Scan the data below and pick out the lines containing the word "PopupMenuButton".

DATA SHOWN -
=-=-=
PR #1010, opened 2024-10-19
login: Support logging out of an account (take 2)

chrisbobbe:
These are the three last commits from #948, following up on the just-merged #1007 to replace #948: https://github.com/zulip/zulip-flutter/pull/948#pullrequestreview-2376668035

The screenshots in #948's description still match this code. As I said on #948, there might be some improvements to make to the UI, perhaps as a followup: https://github.com/zulip/zulip-flutter/pull/948#issuecomment-2423253936

Fixes: #463

### DIFF
--- a/lib/widgets/app.dart
+++ b/lib/widgets/app.dart
@@ -275,24 +275,32 @@ class ChooseAccountPage extends StatelessWidget {
   }
 }
 
-enum ChooseAccountPageOverflowMenuItem { aboutZulip }
-
 class ChooseAccountPageOverflowButton extends StatelessWidget {
   const ChooseAccountPageOverflowButton({super.key});
 
   @override
   Widget build(BuildContext context) {
-    return PopupMenuButton<ChooseAccountPageOverflowMenuItem>(
-      itemBuilder: (BuildContext context) => const [
-        PopupMenuItem(
-          value: ChooseAccountPageOverflowMenuItem.aboutZulip,
-          child: Text('About Zulip')),
-      ],
-      onSelected: (item) {
-        switch (item) {
-          case ChooseAccountPageOverflowMenuItem.aboutZulip:
+    final designVariables = DesignVariables.of(context);
+    final materialLocalizations = MaterialLocalizations.of(context);
+    return MenuAnchor(
+      menuChildren: [
+        MenuItemButton(
+          onPressed: () {
             Navigator.push(context, AboutZulipPage.buildRoute(context));
-        }
+          },
+          child: const Text('About Zulip')), // TODO(i18n)
+      ],
+      builder: (BuildContext context, MenuController controller, Widget? child) {
+        return IconButton(
+          tooltip: materialLocalizations.showMenuTooltip, // "Show menu"
+          onPressed: () {
+            if (controller.isOpen) {
+              controller.close();
+            } else {
+              controller.open();
+            }
+          },
+          icon: Icon(Icons.adaptive.more, color: designVariables.icon));
       });
   }
 }
--- a/lib/widgets/app.dart
+++ b/lib/widgets/app.dart
@@ -8,8 +8,10 @@ import 'package:flutter_gen/gen_l10n/zulip_localizations.dart';
 import '../log.dart';
 import '../model/localizations.dart';
 import '../model/narrow.dart';
+import '../model/store.dart';
 import '../notifications/display.dart';
 import 'about_zulip.dart';
+import 'actions.dart';
 import 'app_bar.dart';
 import 'dialog.dart';
 import 'inbox.dart';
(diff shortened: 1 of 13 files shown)


lib/widgets/app.dart
```diff
@@ -221,15 +223,64 @@ class ChooseAccountPage extends StatelessWidget {
...
     Widget? subtitle,
   }) {
+    final designVariables = DesignVariables.of(context);
+    final zulipLocalizations = ZulipLocalizations.of(context);
     return Card(
       clipBehavior: Clip.hardEdge,
       child: ListTile(
         title: title,
         subtitle: subtitle,
+        trailing: PopupMenuButton<AccountItemOverflowMenuItem>(
```
gnprice, line 233: It looks like the PopupMenuButton doc recommends using the newer MenuAnchor instead. What if we used that — how would it differ?

chrisbobbe: | `PopupMenuButton` | `MenuAnchor` |
| --- | --- |
| image | image |

chrisbobbe: It's not much different, but I'm happy to use the more modern thing. 🤷‍♂️

gnprice: Yeah, SGTM

chrisbobbe:
```
app: Update three-dots button to use new M3 MenuAnchor widget
```

gnprice (commented):
Thanks! Generally this looks good. Comments below from a full review.

@alya see question below about wording for a confirmation modal.

Then one other thing this should have before we merge it is some tests, specifically for the last commit. This is kind of tricky code, and it's the sort of feature that we infrequently exercise but that is important to people when they do use it — so that makes tests extra useful.

lib/widgets/app.dart
```diff
@@ -221,15 +223,69 @@ class ChooseAccountPage extends StatelessWidget {
...
+    final account = globalStore.getAccount(accountId);
+    if (account == null) return; // TODO(log)
+
+    // Unawaited, to not block removing the account on this request.
+    unawaited(_unregisterToken(globalStore, account));
+
+    await globalStore.removeAccount(accountId);
+  }
+
+  Future<void> _unregisterToken(GlobalStore globalStore, Account account) async {
```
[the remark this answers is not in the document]
chrisbobbe: > So I think `actions.dart` is a fine home for them at least until then.

Cool, yeah, that does look like a good place for it.

lib/widgets/app.dart
```diff
@@ -221,15 +223,69 @@ class ChooseAccountPage extends StatelessWidget {
...
     return Card(
       clipBehavior: Clip.hardEdge,
       child: ListTile(
         title: title,
         subtitle: subtitle,
+        trailing: MenuAnchor(
+          menuChildren: [
+            MenuItemButton(
+              onPressed: () => unawaited(_logOutAccount(context, accountId)),
+              child: Text(zulipLocalizations.chooseAccountPageLogOutButton)),
```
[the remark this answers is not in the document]
chrisbobbe: > red "destructive action" styling on the "Log out" button.

Sure. I've just filed #1032 for this; how about I leave this part as a `TODO(#1032)` in my next revision?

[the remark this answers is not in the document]
gnprice: Sure, SGTM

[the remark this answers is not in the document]
alya: Hm, maybe we should try to explain the impact on the user a bit more? Something like this, assuming it's accurate?

> Log out?
> To use this account in the future, you will have to re-enter the URL for your organization and your account information.
> (buttons:) Log out / Cancel

chrisbobbe:
Thanks for the review! Revision pushed, this time with a bunch of tests. 🙂

test/widgets/actions_test.dart
```diff
@@ -30,19 +41,247 @@ void main() {
...
+      await prepare(tester);
+      check(testBinding.globalStore).accountIds.single.equals(eg.selfAccount.id);
+      const unregisterDelay = Duration(seconds: 5);
+      assert(unregisterDelay > TestGlobalStore.removeAccountDuration);
+      final newConnection = separateConnection()
+        ..prepare(delay: unregisterDelay, json: {'msg': '', 'result': 'success'});
+
+      final future = logOutAccount(context, eg.selfAccount.id);
+      // Unregister-token request and account removal dispatched together
+      assertSingleUnregisterRequest(newConnection);
```
gnprice, line 111: nit: this function wraps a `check` call, so use the verb "check" to name it:
```suggestion
      checkSingleUnregisterRequest(newConnection);
```

test/widgets/actions_test.dart
```diff
@@ -30,19 +41,247 @@ void main() {
...
+      check(testBinding.globalStore).accountIds.isEmpty();
+      check(connection.isOpen).isFalse();
+      check(newConnection.isOpen).isTrue(); // still busy with unregister-token
+
+      await tester.pump(unregisterDelay - TestGlobalStore.removeAccountDuration);
+      check(newConnection.isOpen).isFalse();
+
+      // No unexpected requests made on either connection
+      check(connection.takeRequests()).isEmpty();
+      check(newConnection.takeRequests()).isEmpty();
```
gnprice, line 127: I think these are redundant with the check in `send` — requests that are unexpected won't have a prepared response, so they'll throw, and the test framework will catch the unhandled exception and report.

test/widgets/actions_test.dart
```diff
@@ -30,19 +41,247 @@ void main() {
...
+      await prepare(tester, ackedPushToken: '123');
+
+      final newConnection = separateConnection()
+        ..prepare(json: {'msg': '', 'result': 'success'});
+      final future = unregisterToken(testBinding.globalStore, eg.selfAccount.id);
+      await tester.pump(Duration.zero);
+      await future;
+      assertSingleUnregisterRequest(newConnection, expectedToken: '123');
+      check(newConnection.isOpen).isFalse();
+    });
```
gnprice, line 240:
```suggestion
    }, variant: const TargetPlatformVariant({TargetPlatform.android, TargetPlatform.iOS}));
```

That way we exercise both the Android and iOS cases in unregisterToken.

gnprice: (I think adding this to just this test is enough.)

test/widgets/actions_test.dart
```diff
@@ -30,19 +41,247 @@ void main() {
 
   Future<void> prepare(WidgetTester tester, {
     UnreadMessagesSnapshot? unreadMsgs,
+    String? ackedPushToken = '123',
```
gnprice, line 44: This change can be squashed into the commit after it, which starts using this feature.

(It doesn't touch the same code as the later commit; and it doesn't really need its own commit message, in that it's self-explanatory given the context of that other commit.)

gnprice (commented):
Thanks for the revision! Generally this all looks good; just small comments below.

Would you also post a screenshot of the new confirmation dialog?

chrisbobbe:
Thanks! Revision pushed, and here's that screenshot of the new confirmation dialog:

image

gnprice:
Thanks! Looks good; merging.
=-=-=
ANSWER TO THIS TASK -
-    return PopupMenuButton<ChooseAccountPageOverflowMenuItem>(
+        trailing: PopupMenuButton<AccountItemOverflowMenuItem>(
gnprice, line 233: It looks like the PopupMenuButton doc recommends using the newer MenuAnchor instead. What if we used that — how would it differ?
chrisbobbe: | `PopupMenuButton` | `MenuAnchor` |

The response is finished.